> **Instructions for the task**: Say how many lines of these entries include the word "WARN", and answer with the number alone.

(Saved data entries)
▬▬▬▬▬▬

PR #163, opened 2020-04-17
generator logger

unandyala:
- Logger for generator
- Added unit test for both SDK logger and generator logger
- Updated README.md and GENERATOR.md

### DIFF
--- a/packages/generator/README.md
+++ b/packages/generator/README.md
@@ -151,9 +151,10 @@ Default log level of the SDK is WARN (warning). SDK uses [loglevel](https://www.
 
 To change the loglevel, import sdkLogger and set the level on it.
 ```javascript
-import { sdkLogger } from "@commerce-apps/core"
+import * as CommerceSdk from "commerce-sdk";
+import * as log from "loglevel";
 
-sdkLogger.setLevel(sdkLogger.levels.INFO);
+log.getLogger(CommerceSdk.COMMERCE_SDK_LOGGER_KEY).setLevel(log.levels.INFO);
 ```
 
 ## Additional Documentation 
--- a/packages/generator/README.md
+++ b/packages/generator/README.md
@@ -149,7 +149,7 @@ When the specified amount of memory is reached, Redis can be configured to apply
 ## Logging
 Default log level of the SDK is WARN (warning). SDK uses [loglevel](https://www.npmjs.com/package/loglevel) npm package. All the log levels supported by [loglevel](https://www.npmjs.com/package/loglevel) package are supported in SDK.
 
-To change the loglevel, import sdkLogger and set the level on it.
+To change the loglevel, set the desired level on the SDK logger.
 ```javascript
 import * as CommerceSdk from "commerce-sdk";
 import * as log from "loglevel";
--- a/packages/generator/README.md
+++ b/packages/generator/README.md
@@ -146,6 +146,15 @@ const config = {
 
 When the specified amount of memory is reached, Redis can be configured to apply an eviction policy. Refer to [this article](https://redis.io/topics/lru-cache/) to setup Redis as an LRU cache and to learn more about supported eviction policies. 
 
+## Logging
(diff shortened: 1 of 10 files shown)


packages/generator/README.md
```diff
@@ -146,6 +146,15 @@ const config = {
 
 When the specified amount of memory is reached, Redis can be configured to apply an eviction policy. Refer to [this article](https://redis.io/topics/lru-cache/) to setup Redis as an LRU cache and to learn more about supported eviction policies. 
 
+## Logging
+Default log level of the SDK is WARN (warning). SDK uses [loglevel](https://www.npmjs.com/package/loglevel) npm package. All the log levels supported by [loglevel](https://www.npmjs.com/package/loglevel) package are supported in SDK.
+
+To change the loglevel, import sdkLogger and set the level on it.
+```javascript
+import { sdkLogger } from "@commerce-apps/core"
```
monkey-jeff, line 154: [ISSUE] We don't have customers using core for anything else, we shouldn't here either. Suggest changing to

```javascript
loglevel.getLogger("COMMERCER-SDK").setLevel(INFO);
```

Alternatively, you can export the SDK logger from commerce-sdk.  But we shouldn't confuse the users by adding. a new package that they need to import.

unandyala: the logger key, I have is "COMMERCE_SDK_LOGGER". Do we want to change to "COMMERCER-SDK"?  I prefer having LOGGER in the key though

wjhsf: The key is only ever used within the context of the logger. Including LOGGER in the key just seems redundant to me.

unandyala: loglevel.getLogger function returns a new logger if the name does not match. If there is a typo in the logger key, a new logger is returned, no error is thrown.

I think I will export the key and use it

packages/generator/README.md
```diff
@@ -146,6 +146,16 @@ const config = {
...
 
+## Logging
+Default log level of the SDK is WARN (warning). SDK uses [loglevel](https://www.npmjs.com/package/loglevel) npm package. All the log levels supported by [loglevel](https://www.npmjs.com/package/loglevel) package are supported in SDK.
+
+To change the loglevel, set the desired level on the SDK logger.
+```javascript
+import * as CommerceSdk from "commerce-sdk";
+import * as log from "loglevel";
+
+log.getLogger(CommerceSdk.COMMERCE_SDK_LOGGER_KEY).setLevel(log.levels.INFO);
```
monkey-jeff, line 157: Hmm, I don't like having to take two components to do something like this.  I would suggest only needing 'commerce-sdk' or only needing 'loglevel' to modify the level.  Otherwise, it isn't crystal clear to the end-user.  

I don't really care which way you go but I suggest we have it be something like
```
import { Logger } from "commerce-sdk"
Logger.setLevel(Logger.INFO);
```
OR something
```
import * as log from "loglevel"
log.getLogger("COMMERCE-SDK").setLevel(log.levels.INFO);
```

What we should avoid is showing you need two distinct components to set something like the logging level.

(Note: I somewhat prefer the first option, but could be convinced either way)

unandyala: I too prefer the first one. It matches with the way that we use to use the logger

packages/generator/README.md
```diff
@@ -151,10 +151,9 @@ Default log level of the SDK is WARN (warning). SDK uses [loglevel](https://www.
 
 To change the loglevel, set the desired level on the SDK logger.
 ```javascript
-import * as CommerceSdk from "commerce-sdk";
-import * as log from "loglevel";
+import { sdkLogger } from "commerce-sdk";
 
-log.getLogger(CommerceSdk.COMMERCE_SDK_LOGGER_KEY).setLevel(log.levels.INFO);
+sdkLogger.setLevel(sdkLogger.levels.INFO);
```
monkey-jeff, line 156: Have you tested that this works? (Is levels exported from here?)

unandyala: yes, "log" is the root logger. All the features of root logger are available in named logger as well. updated my unit tests to use the same way.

▬▬▬▬▬▬

> **Problem solution**: 5